This is a disaster waiting to happen.

dr. josh rosenberg

Yes and no, though.

sheri fink

And the nurses were doing the same thing with IVs, with the tubing that the medicine flows through. So they had pulled the IV pumps out of the room so that they can not have to go in and out and use up the personal protective equipment.

dr. josh rosenberg

It’s great. And yeah, I mean, you can trip over it.

sheri fink

You all have to be very careful.

dr. josh rosenberg

You just have to be careful.

sheri fink

Yeah.

dr. josh rosenberg

Right. It’s making the best of what you can do.

sheri fink

Yeah.

dr. josh rosenberg

OK, guys, can we start with number two? I appreciate everybody being here and everybody’s support massively.

sheri fink

So now, Dr. Rosenberg is taking over for the doctors who were working the night before, and he’s beginning to make his rounds.

dr. josh rosenberg

Let’s start with number two, and then just go around the unit please. All right, so lucky number two.

sheri fink

So nearly all the patients in the I.C.U. are on ventilators.

dr. josh rosenberg

So do we have any history of smoking, shisha use, anything like that?

sheri fink

Some have asthma. Some have diabetes.

dr. josh rosenberg

All right. What did he do for a living? Occupational exposure?

sheri fink

But a lot of these patients don’t have any underlying conditions at all.

dr. josh rosenberg

I’ll just write — because I mean, listen, on some of these you have a real reason why. You know, they may have bad lungs, and that makes it worse. Sometimes it’s just the disease, but if there’s something we can do to —

sheri fink

So Josh and the other doctors are kind of confounded by some of the patients. They don’t understand why, if they don’t have a lot of underlying health issues, why their lungs look so bad.

dr. josh rosenberg

Crap. Reported any asthma?

sheri fink

And they also just don’t have that much to offer.

dr. josh rosenberg

OK. So what are we going to do with him?

doctor

Right now, we are — well, at this point, I’m not too sure what we can do with him. We have — we tried to [VOICE FADES].

dr. josh rosenberg

So what is he on drug-wise?

sheri fink

So, I mean, for most patients, they’re trying this thing called the Covid cocktail, which is that hydroxychloroquine and azithromycin. That’s that combination the President talks about a lot.

dr. josh rosenberg

I don’t think it’s doing much.

sheri fink

But there’s really very little evidence, and Dr.
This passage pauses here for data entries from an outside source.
PR #57, opened 2022-10-01
Refactor the cryptosuite section.

msporny:
This PR refactors the cryptosuite section by:

1. Removing the old content about specifying cryptosuites using URL identifiers.
2. Adding a basic set of requirements for cryptosuite specifications, which could be used as registration criteria for a future registry.

***
<a href="https://pr-preview.s3.amazonaws.com/w3c/vc-data-integrity/pull/57.html" title="Last updated on Oct 9, 2022, 4:41 PM UTC (43e33f3)">Preview</a> | <a href="https://pr-preview.s3.amazonaws.com/w3c/vc-data-integrity/57/b9c2d07...43e33f3.html" title="Last updated on Oct 9, 2022, 4:41 PM UTC (43e33f3)">Diff</a>


index.html
```diff
@@ -1489,90 +1489,53 @@ <h2>Cryptographic Suites</h2>
...
+The specification MUST detail the algorithms used to perform cryptographic
+protection of the data.
+        </li>
+        <li>
+The specification MUST detail the algorithms used to perform cryptographic
+verification of the data.
+        </li>
+        <li>
+The specification MUST contain a Security Considerations section detailing
+privacy considerations specific to the cryptographic suite.
```
```suggestion
security considerations specific to the cryptographic suite.
```

TallTed (changes requested):
Looks good, modulo one piece of internal inconsistency, changed here.

index.html
```diff
@@ -1489,90 +1489,53 @@ <h2>Cryptographic Suites</h2>
...
+        </li>
+        <li>
+The specification MUST contain a Privacy Considerations section detailing
+privacy considerations specific to the cryptographic suite.
+        </li>
+        <li>
+The specification MUST provide an interoperability test suite to determine if
+a given implementation is conformant with the specification.
```
dlongley: I don't know how the specification provides this -- unless this refers to inline test vectors, perhaps. This language might need to be tweaked a little, but approving for now.

dlongley (approved):

index.html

Rosenberg in particular is very unsure that those drugs really help.

dr. josh rosenberg

We’ll see about remdesivir, and we’ll see if we get some Covid results and see what we can do.

sheri fink

So they start talking about other possibilities. There’s this experimental drug called remdesivir that you have to apply to the manufacturer for each patient, and they have to meet certain criteria. You have to have a test result. They can’t have certain complications.

dr. josh rosenberg

How do you guys feel about Kaletra or our other PIs?

doctor

They don’t work at all.

sheri fink

There’s another drug called Kaletra that doctors think might have some effect.

dr. josh rosenberg

The data’s very — I mean, I think the data is very weak all over the place. That’s the basic problem. So I always look at it as, where are you starting these drugs? It’s near the end of a sporting event. You’re down by a lot, and I don’t care you throw out there, right? Even freaking Jordan couldn’t recover that basketball game outside of Space Jam when you’re down by 100 points and starting the fourth quarter.

doctor

That’s why I don’t think we should be giving it to patients who are already near the end.

sheri fink

So they kind of toss this around.

dr. josh rosenberg

Yeah. And so we don’t know. I mean, that’s the point. We really just don’t know our data, but like, so looking at this — yeah. So we’ll figure out. We’ll see if we get the remdesivir, which I doubt we’ll be able to. We’ll try to get a positive test result. Next. Let’s move on along.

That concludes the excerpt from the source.